There is a small subset of contest players who use computer models to aid in their handicapping contest play. Zhou, 33, who works at a hedge fund in New York City doing quantitative analysis, uses the same skill set he applies at work to help him with his hobby: horse racing.

“Picking horses is the exact same thing as picking stocks,” he said, “the only difference is there are way more shenanigans that go on in finance.”

Zhou has spent the last few years developing a computer model that delivers a true odds line for each race. This allows him to essentially outsource the handicapping part of the equation and spend his time and attention on how best to leverage any market inefficiencies.

Quant methods provide a lot of advantages. “A model is unbiased and it gives you a forced discipline,” he said, “and it also gives you the confidence to bet big on an overlay because you know it’s grounded in math.”

Just like in finance, the fundamental factors are typically built into the price. So Zhou’s model goes deeper, looking at many additional variables – alphas in quant speak – and using them to get an edge.

“Even if an alpha has a half-percent edge, if there are five of them that edge can add up to something significant and it’s an edge that won’t get arbitraged away over time,” he said, noting that his best bets come on horses that look terrible on paper.

“Some people think the public is stupid, but the public isn’t stupid at all: 90 to 95 percent of the time their odds are spot-on, within the margin of error the takeout suggests. It’s the other five or 10 percent of the time where you need to press your edge.”

That ability to press his edge is the reason Zhou thrives in live-bank play. “In an online tournament you’re playing every race and you’re betting the same thing every time,” he explained. “In live bankroll I get to pick the race and I get to pick the pool where I have the largest edge.”

Zhou isn’t just a gambler, he’s also a fan. He has been captivated by racing since the 2010 Belmont Stakes. In 2012, he got to see Union Rags, his favorite horse of all time, win New York’s storied race. He loved the excitement of the big racing days and the intellectual challenge of finding winners and competing against the crowd. It was only a matter of time before he discovered tournament play.

“I heard about contests a few years ago from the show 'Horseplayers,' ” he said, “and that convinced me to play in contests. I played in the NHC for the first time last year and I got the bug.”

His original goal for 2016 was to win two seats to the 2017 event. “I didn’t really know about the tour,” he said. “After I got my second seat a buddy told me he thought I had a shot at it and since then I’ve been playing in as many tourneys as I can.”

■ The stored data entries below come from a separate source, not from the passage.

PR #798, opened 2025-04-16
Dbajpeyi/css loader

dbajpeyi:
**Reviewer:** 
**Asana:**

### DIFF
--- a/scripts/bundle.mjs
+++ b/scripts/bundle.mjs
@@ -16,7 +16,7 @@ const SHOW_METAFILE = process.argv.some((string) => string === '--metafile');
     Promise.all([
         bundle({}),
         bundle({
-            plugins: [],
+            plugins: [cssPlugin(false)],
             outfile: join(ROOT, 'dist/autofill-debug.js'),
         }),
         uiPreview(),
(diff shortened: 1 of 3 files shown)


scripts/bundle.mjs
```diff
@@ -150,3 +146,98 @@ export function replaceConstExports(fileAsString) {
...
+                    },
+                };
+            });
+
+            build.onLoad({ filter: /.*/, namespace: 'css-plugin' }, async (args) => {
+                const filePath = join(args.pluginData.resolveDir, args.path);
+                const cssContent = readFileSync(filePath, 'utf-8');
+
+                // Only transform URLs if transformUrls is true
+                const transformedContent = transformCssUrls(cssContent, filePath);
```
shakyShane, line 172: you can call esbuild in memory for this - that way it will transform the files exactly as it would normally. transformCssUrls and getMimeType are re-implementations of what esbuild can already do - but by having them here we’re limited to the things you’ve reimplemented.

just to be crystal clear, I would expect this plugin to look something like this 


```js
const filePath = join(args.pluginData.resolveDir, args.path);

// Only transform URLs if transformUrls is true
const transformedContent = esbuild.sync(filePath, cssOpts);
```

shakyShane (changes requested):

scripts/bundle.mjs
dbajpeyi: Done!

Zhou, despite being as new school as they come, has tremendous respect for old-school horseplayers. “Old-school players are still around for a reason,” he said. “The best ones have a secret sauce.”

He pointed out that the nature of all markets is to become more efficient over time. Things that provided an edge years ago might not even get you to even today. “The question shouldn’t be, ‘Are you old-school or new-school,' ” he said, “the question should be ‘Are you willing to put in the hard work and adapt?' ”

Garry Kasparov, one of the greatest chess players of all time, has said that while the best computer can now beat the best human at chess, the combination of a very good human and a very good computer can still beat the best computer. This is the future that Tony Zhou sees. “The future is not going to be about man versus machine,” he stated. “It’s going to be about man plus machine.”